Business Angels in Your Cap Table: Opportunity or Trap?
- Allan Attali
- Apr 22
- 2 min read

Category: Financing · Capital Reading time: 2 min
Opening your cap table to a Business Angel can change the trajectory of your company. But everything depends on who you let in, on what terms, and with what instruments. Here are the real questions to ask yourself.
What a Business Angel actually brings
At best, a Business Angel (BA) isn't just a source of funds. They're an experienced entrepreneur who brings their cheque alongside a network, credibility and sector experience. The best early-stage fundraises are those where the BA opens doors the founder couldn't have opened alone.
The concrete advantages:
Non-debt financing: unlike a bank loan, equity doesn't weigh on your cash flow.
Network: clients, partners, future institutional investors.
Credibility: having a recognised BA on your cap table reassures banks, suppliers and future investors.
Mentoring: some BAs actively engage on strategy and can be worth far more than their financial contribution.
Constraints not to underestimate
Dilution: you're giving up a part of your company — and therefore a share of future gains on exit.
Governance: information rights, veto on certain decisions, a seat on the board.
Technical clauses: liquidation preferences, anti-dilution, ratchet mechanisms.

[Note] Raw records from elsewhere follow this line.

PR #1262, opened 2020-07-29
Streaming results for AWS.CloudTrail logs

alxarch:
## Background

There is currenty an issue with `AWS.CloudTrail` logs that require a lot of memory to process. All log events in each file are in a single line. The current way log parsers work require all events for a log line to be parsed and returned in a single call to `ParseLog`. This PR allows to return a special `error` value that signals the log processor to read results in a streaming function.

## Changes

- Adds `parsers.ResultStream` and `parsers.StreamResultsError` interfaces.
- Adds special handling for `parsers.StreamResultsError` errors in the classifier
- Adds `Stream` field to the `ClassificationResult`
- Handles `Stream` classification results in the log processor
- Adds `awslogs.CloudTrailStreamingParser` to return a stream of `AWS.CloudTrail` results.

## Testing

- mage test:ci
- TODO: unit tests for proper stream handling and parser stats
- TODO: deploy for e2e

### DIFF
--- a/internal/log_analysis/log_processor/classification/classifier.go
+++ b/internal/log_analysis/log_processor/classification/classifier.go
@@ -47,6 +47,7 @@ type ClassifierResult struct {
 	Events []*parsers.Result
 	// LogType is the identified type of the log
 	LogType *string
+	Stream  parsers.ResultStream
 }
 
 // NewClassifier returns a new instance of a ClassifierAPI implementation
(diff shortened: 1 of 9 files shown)


internal/log_analysis/log_processor/classification/classifier.go
```diff
@@ -47,6 +47,7 @@ type ClassifierResult struct {
 	Events []*parsers.Result
 	// LogType is the identified type of the log
 	LogType *string
+	Stream  parsers.ResultStream
```
rleighton, line 50: A comment here explain what this is would be nice.

internal/log_analysis/log_processor/classification/classifier.go
```diff
@@ -129,40 +130,51 @@ func (c *Classifier) Classify(log string) *ClassifierResult {
...
-		result.Events = parsedEvents
-
-		// update per-parser stats
-		var parserStat *ParserStats
-		var parserStatExists bool
-		// lazy create
-		if parserStat, parserStatExists = c.parserStats[logType]; !parserStatExists {
-			parserStat = &ParserStats{
-				LogType: logType,
+		// Parser error signifies streaming results
```
rleighton, line 149:
```
// StreamResultsError signifies streaming  results from a JSON document (rather than JSONL)
```

internal/log_analysis/log_processor/parsers/timestamp/timestamp.go
```diff
@@ -69,7 +70,30 @@ func (ts *RFC3339) MarshalJSON() ([]byte, error) {
...
+	if err = (*time.Time)(ts).UnmarshalJSON(jsonBytes); err == nil {
+		return
+	}
+	if isGlueTimestampJSON(jsonBytes) && unmarshalGlueJSON(jsonBytes, (*time.Time)(ts)) == nil {
+		return nil
+	}
+	return
+}
+
+// In order to be able to re-parse panther log events to log event structs we need to detect if the
```
rleighton, line 82: Why do we want this?

internal/log_analysis/log_processor/classification/classifier.go
alxarch: The interface is for not restricted to JSON logs in any way. It just signifies that results for this log line must be streamed. God forbid we encounter single line XML logs for example :)

internal/log_analysis/log_processor/parsers/timestamp/timestamp.go
alxarch: I required this for testing in this PR. This is needed to be able to re-parse an event written to S3 back into a go struct. The timestamp formats translate the JSON value to a string. Log events produced by the log processor cannot currently be re-processed as all the timestamp parsing would fail. This is a usefull thing to have for many scenarios (ie data migrations)

alxarch:
The memory overhead when using this method is multiple times less. Yes we read the while line in memory but the subsequent allocations for all events are a single event each time. Until we completely change the way the current pipeline works we cannot have something that handles this at the io Reader level. This will limit the effect drastically. Note that using a strings. Reader is also important since unmarshal from string augments the problem by converting string to byte slice

alxarch:
I will close this PR for now as it is not high priority and I am investigating some changes to improve the code.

Poorly negotiated, these can be very unfavourable to founders.
Pre-emption and tag-along rights: they can complicate or block a future sale of your shares.

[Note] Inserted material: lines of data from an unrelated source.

PR #1271, opened 2020-07-30
Declarative log parser definition

### LINKED ISSUE #1182: Standard Field: RequestID

Security events are often spread into multiple log lines and to link these events together, a request ID is generally set to provide context. We should create a standardized data field for request IDs to join across data sets.

### Describe your use cases

Searching the data lake to understand behavior for a given request.

Daily

None

### References

You can see this field in multiple AWS logs today

alxarch:
## Background

This PR refactors the log processor to allow defining parsers in a declarative way.
Parts of the code introduced here were developed on the way to support user-defined logtypes and parsers.
It also changes the point in code that JSON serialization of log event happens. This allows the log processor to handle different requirements posed by different storage backends in the future. Parsers already defined and using `parsers.PantherLog` are kept compatible with the use of `parsers.AdapterFactory` without modification to their code.

## Usage

For the common case of one JSON log per line, definining a new log parser is greatly simplified.

First we define a log event struct

```go

type SomeEvent struct {
  // Note the `panther:"event_time"` tag that instructs Panther to use the timestamp as the event time
  // Also here we use `tcodec` to specify the tag format in the struct without need for extra code.
  Timestamp time.Time `json:"ts" tcodec:"rfc3339" validate:"required" panther:"event_time" description:"The event timestamp"`
  // Note the `panther:"ip"` tag that instructs panther to append the value to `p_any_ip_addresses`
  RemoteIP null.String `json:"remote_ip" panther:"ip" description:"Request remote ip"`
  // Note that there's no `omitempty` option in the `json` tag. Panther knows to always treat fields as omitempty.
  // `null.String` preserves empty strings in the input JSON without the need for pointers
  UserName null.String `json:"user_name" description:"The user name"`
  // More fields ...
}
```

And then we register it with `logtypes`

```go
func init() {
  logtypes.MustRegister(logtypes.Config{
    Name: "Vendor.SomeEvent",
    Description: "Some log event",
    ReferenceURL: "https://example.com/docs/api/some-event",
    Schema: pantherlog.EventStruct(SomeEvent{}),
    NewParser: &parsers.JSONParserFactory{
      LogType: "Vendor.SomeEvent",
      NewEvent: func () interface{} { return &SomeEvent{} },
    },
  })
}
```

Add the appropriate `import` entries to `registry.go` and `constants.ts` and the new log type is ready to be used!

For more complex cases the struct definitition can handle most of the complexity and in combination with `pantherlog.ResultBuilder` and `pantherlog.ValueWriterTo` most parsers should be straight forward to implement/port.

## Changes

- Moves `parsers.Result` into `pantherlog.Result` and adds more fields to fully describe the result.
- Adds `pantherlog.FieldID` enum type that identifies panther-added fields.
- Adds `pantherlog.Result.Meta` to define which panther-added fields are required on a per-logtype basis.
- Adds a `jsoniter` extension to
  - Scan string values with a `panther` tag during JSON encoding to fill panther 'any' fields.
  - Extract event time from timestamps with a `panther:"event_time"` tag
  - Customize encoders for types that implement `pantherlog.ValueWriterTo` interface to add their extracted values to panther 'any' fields during JSON encoding.
- Adds new testing method that tests a parser on input/output JSON directly and allows test-driven development of new parsers.
- Adds `pantherlog.KindTraceID` and the matching `p_any_trace_ids` field to resolve #1182 and demonstrate how to add new 'meta' fields
- Adds the `pantherlog` cli tool to test the log processor pipeline locally

## Testing

- mage test:ci
- the logic was used to produce parsers for a PoC and was tested successfully E2E
- deployed with mage:deploy and E2E tested on the default AWS logs and by uploading gitlab production log samples

The code in this PR is self-contained for the most part. The only change that affects the log processor is the new adapter logic that writes events to the output. This will be tested on deployments to verify it does not affect the writing of results to S3.


internal/log_analysis/log_processor/pantherlog/pantherlog.go
```diff
@@ -0,0 +1,68 @@
...
+ * You should have received a copy of the GNU Affero General Public License
+ * along with this program.  If not, see <https://www.gnu.org/licenses/>.
+ */
+
+// EventStruct composes a struct that extends `event` with panther fields
+func EventStruct(event interface{}) interface{} {
+	return defaultMetaFields.EventStruct(event)
+}
+
+// JSON returns a customized jsoniter.API to be used for serializing panthe log events.
```
rleighton, line 36: s/panthe/panther

internal/log_analysis/log_processor/pantherlog/pantherlog.go
```diff
@@ -0,0 +1,68 @@
...
+	EscapeHTML: true,
+	// Validate raw JSON messages to make sure queries work as expected
+	ValidateJsonRawMessage: true,
+	SortMapKeys:            true,
+}.Froze())
+
+// RegisterExtensions registers all pantherlog required extensions on an API
+func RegisterExtensions(api jsoniter.API) jsoniter.API {
+	api.RegisterExtension(jsonutil.NewEncoderNamingStrategy(awsglue.RewriteFieldName))
+	//api.RegisterExtension(jsoniter.EncoderExtension{
```
rleighton, line 51: remove?

internal/log_analysis/log_processor/pantherlog/values.go
```diff
@@ -0,0 +1,174 @@
...
+			continue
+		}
+		c.index[kind] = append([]string(nil), values...)
+	}
+	return c
+}
+
+// Inspect returns a sorted copy snapshot of the value index
+// This is mainly useful for tests.
+func (b *ValueBuffer) Inspect() map[ValueKind][]string {
```
kostaspap, line 88: name it "Sort"/"Sorted"?

internal/log_analysis/log_processor/pantherlog/values.go
```diff
@@ -0,0 +1,174 @@
...
+
+// Get returns field values sorted
+func (b *ValueBuffer) Get(kind ValueKind) []string {
+	switch values := b.index[kind]; len(values) {
+	case 0:
+		return nil
+	case 1:
+		return values
+	default:
+		sort.Strings(values)
```
kostaspap, line 154: I guess we do it here because ValueBuffer it is a write-heavy and thus calling sort.Strings every time we add a value might be slower? Worth writing a comment to this regard.

internal/log_analysis/log_processor/pantherlog/tcodec/tcodec.go
```diff
@@ -315,3 +315,24 @@ func ValidateEmbeddedTimeValue(val reflect.Value) interface{} {
 	}
 	return tm
 }
+
+func NewTimeEncoder(enc TimeEncoder, pointer bool) jsoniter.ValEncoder {
```
kostaspap, line 319: That seems a bit ..weird. Where do we expect to set the `pointer` to true and when to false?

internal/log_analysis/log_processor/pantherlog/meta.go
```diff
@@ -0,0 +1,285 @@
...
+		KindMD5Hash: {
+			FieldName:     "PantherAnyMD5Hashes",
+			FieldNameJSON: "p_any_md5_hashes",
+			Description:   "Panther added field with collection of SHA256 hashes of any algorithm associated with the row",
+			typ:           typStringSlice,
+			kind:          KindMD5Hash,
+		},
+		KindTraceID: {
+			FieldName:     "PantherAnyTraceIDs",
+			FieldNameJSON: "p_any_trace_ids",
```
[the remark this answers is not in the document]
rleighton: Actually, it is common to accumulate ids in tracing microservices. You have the original request id from the frontend, then you get one for the first called service , so you log your request id and the original request id, then you call another service (passing the upstream ids), etc. That said,  I don't have a specific use case we are modeling that is complex like that.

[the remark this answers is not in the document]
rleighton: I did 5min of googling: https://opentracing.io/docs/overview/spans/.

When this came up as an attribute, was it from gitlab? It would be nice to have a specific log(s) to use as examples.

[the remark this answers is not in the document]
kostaspap: Gitlab logs have it (they call it `correlation_id`) and Zeek logs have similar concept (connection UID). What I am afraid of is introducing a new concept (tracing) that hasn't been really investigated/designed as part of a big PR, a concept that we will have to keep around for a while. I'd prefer to have specific usecases/queries/runbook for features like this one.

internal/log_analysis/log_processor/pantherlog/meta_test.go
```diff
@@ -0,0 +1,61 @@
...
+	"github.com/panther-labs/panther/internal/log_analysis/log_processor/pantherlog/null"
+	"github.com/panther-labs/panther/internal/log_analysis/log_processor/parsers/timestamp"
+	"github.com/panther-labs/panther/pkg/box"
+)
+
+func TestMetaEventStruct(t *testing.T) {
+	meta := pantherlog.BuildMeta(pantherlog.KindIPAddress)
+	eventStruct := meta.EventStruct(&testEventMeta{})
+
+	columns, names := awsglue.InferJSONColumns(eventStruct, awsglue.GlueMappings...)
```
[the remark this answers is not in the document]
alxarch: We need to make sure that the composed struct produces proper Glue columns. That was one of the main reasons of decoupling awsglue in the previous PR.

internal/log_analysis/log_processor/pantherlog/pantherlog.go
```diff
@@ -0,0 +1,68 @@
...
+	return defaultMetaFields.EventStruct(event)
+}
+
+// JSON returns a customized jsoniter.API to be used for serializing panthe log events.
+func JSON() jsoniter.API {
+	return jsonAPI
+}
+
+var jsonAPI = RegisterExtensions(jsoniter.Config{
+	EscapeHTML: true,
```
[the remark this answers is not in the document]
alxarch: While this adds some overhead in the encoding it avoids a lot of possible JS injection issues when event log JSON is rendered in an HTML template. This is the default behavior for both `jsoniter` and the std `encoding/json` packages.

go.sum
```diff
@@ -27,6 +27,8 @@ github.com/fatih/structtag v1.2.0 h1:/OdNE99OxoI/PqaW/SuSK9uxxT3f/tcSZgon/ssNSx4
 github.com/fatih/structtag v1.2.0/go.mod h1:mBJUNpUnHmRKrKlQQlmCrh5PuhftFbNv8Ys4/aAZl94=
 github.com/globalsign/mgo v0.0.0-20180905125535-1ca0a4f7cbcb/go.mod h1:xkRDCp4j0OGD1HRkm4kmhM+pmpv3AKq5SU7GMg4oO/Q=
 github.com/globalsign/mgo v0.0.0-20181015135952-eeefdecb41b8/go.mod h1:xkRDCp4j0OGD1HRkm4kmhM+pmpv3AKq5SU7GMg4oO/Q=
+github.com/fatih/structtag v1.2.0 h1:/OdNE99OxoI/PqaW/SuSK9uxxT3f/tcSZgon/ssNSx4=
```
austinbyers, line 30: We're not using this library directly, it looks like, it just updated, maybe? I was going to suggest we should just do the reflection ourselves, but I think you already are

internal/log_analysis/log_processor/pantherlog/scanners.go
```diff
@@ -0,0 +1,155 @@
...
+	ScanHostname(dest, u.Hostname())
+}
+
+// ScanHostname scans `input` for either an ip address or a domain name value.
+func ScanHostname(w ValueWriter, input string) {
+	if checkIPAddress(input) {
+		w.WriteValues(KindIPAddress, input)
+	} else {
+		w.WriteValues(KindDomainName, input)
+	}
```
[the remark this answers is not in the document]
alxarch: This needs to distinguish between ip address and domain names. We have a separate scanner for `hostname` that can either be an IP or a domain. We already do this in multiple logs but without a helper function.

internal/log_analysis/log_processor/pantherlog/values.go
alxarch: This is meant to be used for debugging and testing thus the `Inspect` name

internal/log_analysis/log_processor/pantherlog/tcodec/tcodec.go
alxarch: This returns a `jsoniter` encoder for a type or field. The behavior of the encoder/decoder is completely different in each case. We already use this in the tcodec code. Outside of tcodec this would be useful mainly for other `jsoniter.Extension` implementations, specifically in the `UpdateStructDescriptor` method.

go.sum
alxarch: We use the `structtag` library in the extension that injects `omitempty` on each field. This seemed like the safest/cleanest way to inject a tag option.

internal/log_analysis/log_processor/pantherlog/meta.go
```diff
@@ -0,0 +1,285 @@
...
+			FieldName:     "PantherAnyIPAddresses",
+			FieldNameJSON: "p_any_ip_addresses",
+			Description:   "Panther added field with collection of ip addresses associated with the row",
+			typ:           typStringSlice,
+			kind:          KindIPAddress,
+		},
+		KindDomainName: {
+			FieldName:     "PantherAnyDomainNames",
+			FieldNameJSON: "p_any_domain_names",
+			Description:   "Panther added field with collection of domain names associated with the row",
```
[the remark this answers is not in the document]
alxarch: I simplified the meta logic. It was overly complex after many iterations for no good reason

internal/log_analysis/log_processor/pantherlog/meta.go
```diff
@@ -0,0 +1,285 @@
...
+		tag = fmt.Sprintf(`json:"%s,omitempty" description:"%s"`, m.FieldNameJSON, m.Description)
+	}
+	return reflect.StructTag(tag)
+}
+
+type Meta map[ValueKind]*MetaField
+
+func (m *MetaField) IsCore() bool {
+	return m.kind == KindNone
+}
```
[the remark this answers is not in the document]
alxarch: I refactored meta to be simpler. The distinction was not apparent before. Core fields are the 'standard' fields that Panther adds to logs (`p_log_type`, `p_row_id` etc). These are all defined in `meta.go` under `type CoreFields struct`. Other modules can only register 'non-core' fields. These are the optional `p_any_X` fields that are used by scanners.

internal/log_analysis/log_processor/pantherlog/meta.go
```diff
@@ -0,0 +1,285 @@
...
+			Index:     []int{0},
+		},
+		{
+			Anonymous: true,
+			Name:      "PantherLog",
+			Type:      meta.StructType(),
+			Index:     []int{1},
+		},
+	})
+}
```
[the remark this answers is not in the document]
alxarch: This was confusting and was removed in the latest version. Now we build up the struct fields in a single `reflect.StructOf`.

internal/log_analysis/log_processor/pantherlog/result_test.go
```diff
@@ -0,0 +1,168 @@
...
+
+func newBuilder(id string, now time.Time) *pantherlog.ResultBuilder {
+	return &pantherlog.ResultBuilder{
+		LogType:   "TestEvent",
+		NextRowID: pantherlog.StaticRowID(id),
+		Now:       pantherlog.StaticNow(now),
+	}
+}
+
+func TestNewResultBuilder(t *testing.T) {
```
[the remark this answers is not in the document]
alxarch: GoLand locally reports 89% coverage.

internal/log_analysis/log_processor/pantherlog/values.go
alxarch: Yes we need to have the values sorted for JSON. This is used by the custom `jsoniter.ValEncoder` we use for `pantherlog.Result`.

internal/log_analysis/log_processor/pantherlog/tcodec/tcodec.go
alxarch: Updated to pass reflect.Type so the function can handle all compatible time values.

internal/log_analysis/log_processor/pantherlog/meta.go
```diff
@@ -0,0 +1,285 @@
...
+
+var defaultMetaFields = DefaultMetaFields()
+
+type MetaField struct {
+	FieldName     string
+	FieldNameJSON string
+	Description   string
+	typ           reflect.Type
+	kind          ValueKind
+}
```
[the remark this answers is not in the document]
alxarch: Added comment and simplified struct

internal/log_analysis/log_processor/pantherlog/meta.go
```diff
@@ -0,0 +1,338 @@
...
+	tmp := reflect.New(eventType)
+	return tmp.Interface(), nil
+}
+
+func BuildEventTypeSchema(eventType reflect.Type, extras ...FieldID) (reflect.Type, error) {
+	fields, err := extendStructFields(nil, eventType)
+	if err != nil {
+		return nil, err
+	}
+	fields, _ = extendStructFields(fields, reflect.TypeOf(CoreFields{}))
```
kostaspap, line 250: hmmm, why ignore the error? Seems you should be returning it

internal/log_analysis/log_processor/pantherlog/meta.go
```diff
@@ -0,0 +1,338 @@
...
+	sort.Slice(extras, func(i, j int) bool {
+		return extras[i] < extras[j]
+	})
+
+	// Ensure distinct field ids
+	distinct := map[FieldID]bool{}
+	for _, id := range extras {
+		if id <= 0 {
+			return nil, errors.New(`invalid field id`)
```
kostaspap, line 259: I think you can just call `id.IsCore()` here?

internal/log_analysis/log_processor/pantherlog/result.go
```diff
@@ -0,0 +1,107 @@
...
+		},
+		Event: event,
+		Meta:  b.meta(),
+	}, nil
+}
+
+func (b *ResultBuilder) now() time.Time {
+	if b.Now != nil {
+		return b.Now()
+	}
```
kostaspap, line 71: I assume the b.Now() will be not nil only in tests?

internal/log_analysis/log_processor/pantherlog/scanners.go
```diff
@@ -0,0 +1,160 @@
...
+import (
+	"net"
+	"net/url"
+	"strings"
+
+	"github.com/pkg/errors"
+)
+
+func init() {
+}
```
kostaspap, line 30: Can remove?

internal/log_analysis/log_processor/pantherlog/scanners.go
```diff
@@ -0,0 +1,160 @@
...
+	}
+	u, err := url.Parse(input)
+	if err != nil {
+		return
+	}
+	ScanHostname(dest, u.Hostname())
+}
+
+// ScanHostname scans `input` for either an ip address or a domain name value.
+func ScanHostname(w ValueWriter, input string) {
```
kostaspap, line 127: Maybe just rename to `ScanHostnameIPAddress` to be more obvious.

internal/log_analysis/log_processor/pantherlog/scanners.go
```diff
@@ -0,0 +1,160 @@
...
+
+// ScanValues implements ValueScanner interface
+func (id FieldID) ScanValues(w ValueWriter, input string) {
+	w.WriteValues(id, input)
+}
+
+// IsCore checks if a field id is core
+func (id FieldID) IsCore() bool {
+	return id <= 0
+}
```
kostaspap, line 160: This seems that it should be moved to the same place as `FieldID` -> `internal/log_analysis/log_processor/pantherlog/meta.go`

internal/log_analysis/log_processor/pantherlog/pantherlog.go
alxarch: Fixed

internal/log_analysis/log_processor/pantherlog/pantherlog.go
```diff
@@ -0,0 +1,68 @@
...
+	ValidateJsonRawMessage: true,
+	SortMapKeys:            true,
+}.Froze())
+
+// RegisterExtensions registers all pantherlog required extensions on an API
+func RegisterExtensions(api jsoniter.API) jsoniter.API {
+	api.RegisterExtension(jsonutil.NewEncoderNamingStrategy(awsglue.RewriteFieldName))
+	//api.RegisterExtension(jsoniter.EncoderExtension{
+	//	reflect2.TypeOf(time.Time{}): tcodec.NewTimeEncoder(awsglue.NewTimestampEncoder(), false),
+	//})
```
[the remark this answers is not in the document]
alxarch: Removed

internal/log_analysis/log_processor/pantherlog/jsoniter.go
```diff
@@ -0,0 +1,375 @@
...
+		// values were borrowed
+		result.Values.Recycle()
+	}
+	result.Values = values
+}
+
+func (*resultEncoder) writePantherFields(r *Result, stream *jsoniter.Stream) {
+	if !extendJSON(stream.Buffer()) {
+		stream.WriteObjectStart()
+	}
```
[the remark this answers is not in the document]
alxarch: Well, if the event was `nil` or something that did not resolve to a JSON Object. This is a 'muted bug' TBH. In our codebase we won't encounter this issue unless something is wrong. Did not want to spend the performance overhead here of checking if the `JSON` data is something weird like `"foo"` or `true` or `   {  }  `.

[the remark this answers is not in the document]
alxarch: The ida behind the if here is to be able to write only the 'meta' fields as a proper JSON Object for unit tests by using an empty stream.

internal/log_analysis/log_processor/pantherlog/meta.go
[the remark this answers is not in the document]
kostaspap: Cool.

internal/log_analysis/log_processor/pantherlog/jsoniter.go
```diff
@@ -0,0 +1,375 @@
...
+
+	// Normal result
+	values := result.Values
+	if values == nil {
+		result.Values = BlankValueBuffer()
+	}
+	att := stream.Attachment
+	stream.Attachment = result
+	stream.WriteVal(result.Event)
+	stream.Attachment = att
```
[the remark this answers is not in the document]
alxarch: Because we register the extension globally. Someone externally could have added a different attachment for their purposes. We need ours to render the `Result` as JSON. We put it back once we're done. It's not ideal but it's better than leaving it with the `Result` attached (memory leak, concurrency issues since streams are recycled in a pool) and setting it to `nil` could mess up someone expecting their Attahment back in the end.

internal/log_analysis/log_processor/pantherlog/jsoniter.go
```diff
@@ -0,0 +1,375 @@
...
+		return true
+	}
+	return false
+}
+
+type pantherExt struct {
+	jsoniter.DummyExtension
+}
+
+func (ext *pantherExt) UpdateStructDescriptor(desc *jsoniter.StructDescriptor) {
```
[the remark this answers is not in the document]
alxarch: These are the 'standard' jsoniter extension methods. They are unfortunately undocumented in jsoniter as well :) I will add some description explaining their use by `jsoniter`

internal/log_analysis/log_processor/pantherlog/jsoniter.go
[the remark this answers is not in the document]
kostaspap: Ok makes sense, this was my understanding as well. Maybe you can add a comment to explain that?

internal/log_analysis/log_processor/pantherlog/jsoniter.go
```diff
@@ -0,0 +1,375 @@
...
+const (
+	TagName      = "panther"
+	tagEventTime = "event_time"
+)
+
+var (
+	typValueWriterTo = reflect.TypeOf((*ValueWriterTo)(nil)).Elem()
+	typStringer      = reflect.TypeOf((*fmt.Stringer)(nil)).Elem()
+	typString        = reflect.TypeOf("")
+	typStringPtr     = reflect.TypeOf((*string)(nil))
```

💡 The real question isn't "should I take a BA?" but "on what terms, with what rights, and for what real contribution?"
What instruments to offer?
A BA's entry doesn't have to be through ordinary shares. The alternatives:
Ordinary or preferred shares: direct entry onto the cap table with all associated rights.
BSA AIR: a financing instrument that converts to shares at a future funding round. Ideal for avoiding a premature valuation.
Convertible bonds: debt that converts to equity under certain conditions. Less dilutive in the short term.
Classic BSAs: warrants giving the right to subscribe shares at a pre-agreed price.
🎯 My advice: Never sign a shareholders' agreement without having a lawyer review it. Clauses that seem innocuous today can become serious problems tomorrow.